There are five major phone companies in the US, and though a merger is possible in the industry, it will not happen among these largest firms. You see, AT&T (NYSE:T) made a major blunder when it bid on T-Mobile in the first place. It was well known at the time of the bid that the merger would have resulted in too much market power, therefore the government would block the deal.
To me, this means either AT&T's management is the most incompetent in the country and just lost millions of dollars of time and expenses for the shareholders by making an elementary economics mistake, or AT&T had a plan to buy off the government with lobbyists in some way.
Whatever the case, onlookers should have been fully aware that the deal was extremely unlikely to go through from the start. But what deal might be allowed?
The only deal that might be allowed is a merger which involves MetroPCS (the smallest of the big phone companies), because its merger will result in the least market power being created in the industry, and could be tolerated.
This means Verizon (NYSE:VZ), AT&T, Sprint (NYSE:S), or even T-Mobile should be looking to acquire MetroPCS (PCS). And especially of late, MetroPCS has been extremely attractive due to its firm foothold over the low-end market. But assuming one of the companies wanted to buy MetroPCS, the first thing to do would be make MetroPCS appear to have less market power. This could be accomplished by lowering prices and targeting MetroPCS customers. Once a dent is made in MetroPCS profits, the larger companies stand to be able to buy MetroPCS at a much cheaper price than would otherwise be the case.
Meaning, if MetroPCS totally dominates the low-end market, any bidder on the company is going to have to pay a huge premium to get the company. But if there is significant competition with MetroPCS at the low end, it gives the illusion that MetroPCS isn't as valuable as before, making a much lower bid more likely to be accepted. T-mobile recently dropped prices, but didn't come down that close to MetroPCS prices.
Today Verizon announced a $50 all-you-can-use plan using prepaid, low-end messaging phones to compete head to head with MetroPCS. They could have done this long, long ago, but they waited until today. Why? Because the T-mobile AT&T merger is now almost certainly going to be blocked. This means Verizon is secretly making plans to make an acquisition of its own, because there is some room for one merger in the industry.
The most logical choices are, of course, those the government will allow, and which focus on the low-end market, because Verizon already dominates the high end. Verizon could become much more highly diversified if it picked up MetroPCS. LEAP Wireless is another choice, but Verizon should try and buy the company which has the most market power that the government will actually allow. It is a certainty that the government would allow a Verizon purchase of LEAP, but the government very likely would allow a MetroPCS merger as well.
In conclusion, MetroPCS is the only company of the big 5 phone companies which has a chance to be acquired due to high market power concentration in the industry. Verizon controls the high end of the market better than all other companies, which means it would benefit more than the other companies by acquiring MetroPCS and its low-end market customer base.

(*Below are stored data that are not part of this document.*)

PR #598, opened 2022-02-23
sql/mysql: mysql implementation for schema.Normalize

a8m:
You know the context. I'll add more docs to it after I'll push the rest of the implementation for the other drivers.


rotemtam (approved):
Twins!!

PR #600, opened 2022-02-23
sql/postgres: support capital tables

kinggor1010:
…cause "to_regclass" will always return null if a table has capital letters


masseelch:
@kinggor1010 Wow! Amazing, that you found this :-) 

Can I ask you to add a test for this? If you need help with that, don't hesitate to ask.

a8m:
I actually promised @kinggor1010 that I'll handle the test cases for it.
See discussion on our Discord.

PR #603, opened 2022-02-27
sql/tidb: add more integration tests

hedwigz:
Not many integration tests are left. namely:
TestTiDB_Ent  
TestTiDB_HCL  
TestTiDB_CLI  
TestTiDB_CLI_MultiSchema

### DIFF
--- a/internal/integration/tidb_test.go
+++ b/internal/integration/tidb_test.go
@@ -5,6 +5,7 @@
 package integration
 
 import (
+	"context"
 	"database/sql"
 	"fmt"
 	"testing"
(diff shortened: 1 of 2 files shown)


internal/integration/tidb_test.go
```diff
@@ -429,3 +430,391 @@ func TestTiDB_ForeignKey(t *testing.T) {
...
+	})
+}
+
+func TestTiDB_Sanity(t *testing.T) {
+	n := "atlas_types_sanity"
+	t.Run("Common", func(t *testing.T) {
+		ddl := `
+create table atlas_types_sanity
+(
+    tBit                        bit(10)              default b'1000000001'                                       null,
```
a8m, line 488: fix ident.

sql/mysql/tidb.go
```diff
@@ -157,10 +158,41 @@ func (i *tinspect) patchSchema(ctx context.Context, s *schema.Schema) (*schema.S
...
+			i.patchColumn(ctx, c)
+		}
 	}
 	return s, nil
 }
 
+func (i *tinspect) patchColumn(ctx context.Context, c *schema.Column) {
+	switch c.Type.Type.(type) {
+	case *BitType:
+		// TiDB has a bug where it does not format bit default value correctly. see: https://github.com/pingcap/tidb/issues/32655.
```
a8m, line 171:
```suggestion
		// TiDB has a bug where it does not format bit default value correctly.
		// See: https://github.com/pingcap/tidb/issues/32655.
```

sql/mysql/tidb.go
```diff
@@ -157,10 +158,41 @@ func (i *tinspect) patchSchema(ctx context.Context, s *schema.Schema) (*schema.S
...
+		if lit, ok := c.Default.(*schema.Literal); ok {
+			lit.V = bufferToBitLiteral([]byte(lit.V))
+		}
+	}
+}
+
+// bufferToBitLiteral converts a buffer to MySQL bit literal (e.g: []byte{4} -> b'100')
+func bufferToBitLiteral(b []byte) string {
```
a8m, line 179: why buffer? use `bytes` instead.

sql/mysql/tidb.go
```diff
@@ -157,10 +158,41 @@ func (i *tinspect) patchSchema(ctx context.Context, s *schema.Schema) (*schema.S
...
+	builder.WriteString("b'")
+	for i, digit := range b {
+		if i != 0 {
+			bits := strconv.FormatInt(int64(digit), 2)
+			pads := 8 - len(bits)
+			builder.WriteString(strings.Repeat("0", pads))
+			builder.WriteString(bits)
+		} else {
+			builder.WriteString(strconv.FormatInt(int64(digit), 2))
+		}
```
a8m, line 190: I'm not sure the arithmetic here is correct. Use `binary.Uvarint`/`binary.Varint` with `Fprintf(w, "%b", n)` instead.

internal/integration/tidb_test.go
hedwigz: image
LGTM

sql/mysql/tidb.go
hedwigz: `binary.Uvarint` returns `2` for `[]byte{2,1}` in which case I expect `513`

sql/mysql/tidb.go
```diff
@@ -157,11 +158,36 @@ func (i *tinspect) patchSchema(ctx context.Context, s *schema.Schema) (*schema.S
...
+			lit.V = bytesToBitLiteral([]byte(lit.V))
+		}
+	}
+}
+
+// bytesToBitLiteral converts a bytes to MySQL bit literal.
+// e.g. []byte{4} -> b'100', []byte{2,1} -> b'1000000001'.
+// See: https://github.com/pingcap/tidb/issues/32655.
+func bytesToBitLiteral(b []byte) string {
+	bytes := []byte{0, 0, 0, 0, 0, 0, 0, 0}
```
a8m, line 182:
```suggestion
	bytes := make([]byte, 8)
```
or, [8]byte

a8m (approved):

sql/mysql/tidb.go
```diff
@@ -157,11 +158,36 @@ func (i *tinspect) patchSchema(ctx context.Context, s *schema.Schema) (*schema.S
...
 
-// e.g CONSTRAINT "" FOREIGN KEY ("foo_id") REFERENCES "foo" ("id")
+func (i *tinspect) patchColumn(ctx context.Context, c *schema.Column) {
+	switch c.Type.Type.(type) {
+	case *BitType:
+		// TiDB has a bug where it does not format bit default value correctly.
+		if lit, ok := c.Default.(*schema.Literal); ok {
+			lit.V = bytesToBitLiteral([]byte(lit.V))
+		}
+	}
```
a8m, line 175: An alternative:
```suggestion
	b, ok := c.Type.Type.(*BitType)
	if !ok {
		return
	}
	// TiDB has a bug where it does not format bit default value correctly.
	if lit, ok := c.Default.(*schema.Literal); ok {
		lit.V = bytesToBitLiteral([]byte(lit.V))
	}
```

PR #1396, opened 2023-01-10
doc: add examples for down migrations

a8m:


masseelch (commented):
I feel like this should be part of the versioned docs. There is no need for someone doing declarative style to have some info about rolling back versions here. WDYT?

masseelch (approved):

Issue #1417, opened 2023-01-23
[BUG]: Check constraint does not get excluded on exclude []


andreimc:
on the following schema:

```
schema "public" {
}
table "table" {
  schema = schema.public
  column "id" {
    null    = false
    type    = uuid
    default = sql("gen_random_uuid()")
  }
  column "kind" {
    null = false
    type = text
  }

  primary_key {
    columns = [column.id]
  }

  check "CHK_kind" {
    expr = "((kind = 'affirmation') OR (kind = 'reversal'))"
  }
}
```

with the following atlas.hcl config:

```
env "fromdbs" {
  src = "./schema_constraint.hcl"

  // note the url is for the dev db which should only be used when modifying migrations
  url = "postgresql://postgres:password@localhost:6432/fromdb?sslmode=disable"

  exclude = ["*.*.CHK_kind"]
}
```

```
atlas schema inspect --env fromdbs > without_cons.hcl
```

Constraint is still there.

I expect the constraint to be filtered also

andreimc:
I have created a merge request for this one.

a8m:
Thanks for reporting this and for the contribution, @andreimc. It's appreciated 🙏

PR #1418, opened 2023-01-23
bug #1417: Fix exclude constraint by name

andreimc:
check constraints couldn't be excluded.


sql/internal/sqlx/exclude.go
```diff
@@ -140,6 +140,15 @@ func excludeT(t *schema.Table, pattern string) (err error) {
...
 	})
+
+	t.Attrs, err = filter(t.Attrs, func(c schema.Attr) (bool, error) {
+		t := c.(*schema.Check)
+		match, err := filepath.Match(pattern, t.Name)
+		if !match || err != nil {
+			return false, err
+		}
+		return true, nil
+	})
```
a8m, line 151: Skip the attribute if it's not a `Check` type.
```suggestion
	t.Attrs, err = filter(t.Attrs, func(c schema.Attr) (bool, error) {
		c, ok := c.(*schema.Check)
		if !ok {
			return false, nil
		}
		match, err := filepath.Match(pattern, t.Name)
		if !match || err != nil {
			return false, err
		}
		return true, nil
	})
```

sql/internal/sqlx/exclude_test.go
```diff
@@ -94,6 +94,17 @@ func TestExcludeRealm_Tables(t *testing.T) {
 	require.Empty(t, r.Schemas[2].Tables)
 }
 
+func TestExcludeRealm_Checks(t *testing.T) {
+	r := schema.NewRealm(
+		schema.New("s1").AddTables(
+			schema.NewTable("t1").AddChecks(schema.NewCheck().SetName("c1")),
+		),
+	)
+
```
a8m, line 103:
```suggestion
```

cmd/atlas/go.work.sum
```diff
@@ -1,149 +1,657 @@
+bazil.org/fuse v0.0.0-20200407214033-5883e5a4b512 h1:SRsZGA7aFnCZETmov57jwPrWuTmaZK6+4R4v5FUe1/c=
```
a8m, line 1: I don't know how did you get this, but you can remove this from this PR.

a8m (commented):
🚀 

Thanks for the contribution, @andreimc. I added two little comments. Please, address them, and I'll merge this.

andreimc:
@a8m resolved :) I did a go build cmd main.go and it changed the sum, reverted that

andreimc:
@a8m would be good to have something like a Makefile to do the linting building etc 👍  was a bit of guess work to make this change. A contributing guide would help!

a8m:
Merged with https://github.com/ariga/atlas/pull/1426. Thanks for the contribution, @andreimc. It's appreciated 🙏

andreimc:
Thanks mate.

The pricing move that Verizon made today gives some slight evidence that management may be now trying to influence MetroPCS, most likely in an attempt to manipulate its revenues for a period of time prior to a merger offer. The last thing the companies competing with MetroPCS want is a price war, because they know they will lose that battle. MetroPCS has been extremely profitable during a period of time which saw all other companies losing customers and usually losing money. And, at this very same time, MetroPCS did the brilliant thing by completely avoiding the capital expenditures necessary to rollout a 3G network, and instead investing for the future when there might actually be some competition.
So what does that mean about MetroPCS? It means it can offer a 4G network in an all-you-can-use plan for only $50 per month using high-quality, Android-based smartphones (more arriving monthly). And this is while the best any Big 5 competitor can do is offer garbage phones for $50 per month.
The final point is that with such healthy profits and growth, not only is MetroPCS in the driver's seat right now, it will be in the future. And if other companies dare strike up a pricing war, MetroPCS can offer 4G unlimited plans on Android-based LTE phones for $40 per month. MetroPCS is a valuable acquisition target indeed. So valuable that it just may not be acquired and taken over unless Verizon acts quickly.
The most glaring fundamental statistic that demonstrates how much MetroPCS would help Verizon is to look at the 5-year expected PEG ratios. VZ is overvalued at 1.82 while MetroPCS is cheap at 0.44. A purchase would add value to Verizon, and it would create diversification among revenues and eliminate competition at the same time.